*WORK TASK*
Copy nothing from the entries below except the lines from the one containing "1. People added" through the one containing "3. It becomes", and copy those exactly.

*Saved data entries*
◇ ◇ ◇ ◇ ◇
PR #10346, opened 2025-01-14
Deleted Michelin and Pirelli

ckpiper:
Both of these brands do not have physical locations. Thus, I am wondering if it even makes sense to have them in NSI. Yes they are brands, but the point of NSI is to have common brand names for Places. Then POIs in OSM will have matching common names if they are the same company stores. Am I thinking about this correctly?

### DIFF
--- a/data/brands/shop/tyres.json
+++ b/data/brands/shop/tyres.json
@@ -3,6 +3,7 @@
     "path": "brands/shop/tyres",
     "exclude": {
       "generic": [
+        "^(michelin|pirelli)$",
         "^(tyres|wulkanizacja|vulcanizare)$",
         "^(вулканизация|шиномонтаж)$",
         "^borrachar[ií]a$",
--- a/data/brands/shop/tyres.json
+++ b/data/brands/shop/tyres.json
@@ -370,20 +370,6 @@
       }
     },
     {
-      "displayName": "Michelin",
-      "id": "michelin-c3bb11",
-      "locationSet": {
-        "include": ["001"],
-        "exclude": ["fr", "gb"]
-      },
-      "tags": {
-        "brand": "Michelin",
-        "brand:wikidata": "Q151107",
-        "name": "Michelin",
-        "shop": "tyres"
-      }
-    },
-    {
       "displayName": "OK Tire",
       "id": "oktire-20a245",
       "locationSet": {"include": ["ca"]},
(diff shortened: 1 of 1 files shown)


bhousel:
> Both of these brands do not have physical locations. Thus, I am wondering if it even makes sense to have them in NSI. Yes they are brands, but the point of NSI is to have common brand names for Places. Then POIs in OSM will have matching common names if they are the same company stores. Am I thinking about this correctly?

You are correct - we really only want to have brands with physical locations that should be mapped in OSM.

However I checked the Overpass queries on this page:
https://nsi.guide/index.html?t=brands&k=shop&v=tyres

...and I can see that for both these brands there are a lot of places in OpenStreetMap mapped like `shop=tyres`+`name=Michelin` or `name=Pirelli`

So maybe you're mistaken, or maybe these shops really are all mapped wrongly - I do not know.

But what it means is that even if we do delete these entries, our script that loads names from the OSM data will just put them back, because as far as the script is concerned they seem to be real names of tyre shops.

Oivo35:
I looked at the objects that have website and most of them are tagged incorrectly. These stores only sell Michelin and Pirelli tyres. So they should have the name of the stores.
And I also found a store in Australia called Michelin, so maybe for some stores the tags `name=Michelin` + `brand=Michelin` are correct.

BPowell76:
For what it's worth, I've never seen a tire shop that only sold one brand of tire. Shoot, even Firestone in the US sells multiple brands (even though I think Bridgestone and Firestone are the same parent company).

In my local area, there are no Michelin or Pirelli stores. Usually you get them through a dealer such as Mavis, Discount Tire, or Wal-Mart/Sam's Club.

ckpiper:
As @bhousel said above if the script which loads names from OSM data will end up putting Michelin and Pirelli back into NSI even after this was merged. I think it is safe to say that we can Close this PR.

BPowell76:
> As @bhousel said above if the script which loads names from OSM data will end up putting Michelin and Pirelli back into NSI even after this was merged. I think it is safe to say that we can Close this PR.

I disagree. If the data is wrong, it's wrong and needs to be fixed.

Cj-Malone:
It can be added to excludes to prevent it being re added automatically

ckpiper:
@Cj-Malone Do you mean add to exlude->generic at the top of tyres.json?

Cj-Malone:
Yes, adding them there will stop them being readded.

This is an assumption, but I think it's a safe bet:

1. People added `Michelin` to OSM, maybe because they sell Michelin branded tyres, maybe because there is a big advert on the side of the building. (Maybe `name`, probably `brand`)
2. NSI collection OSM
3. It becomes more popular because iD has it in search results

This feels pretty safe to me, at least in GB. Worst comes to worst, they can be re added.

ckpiper:
Awesome. Thanks for the info.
◇ ◇ ◇ ◇ ◇
*OUTPUT BELOW*
1. People added `Michelin` to OSM, maybe because they sell Michelin branded tyres, maybe because there is a big advert on the side of the building. (Maybe `name`, probably `brand`)
2. NSI collection OSM
3. It becomes more popular because iD has it in search results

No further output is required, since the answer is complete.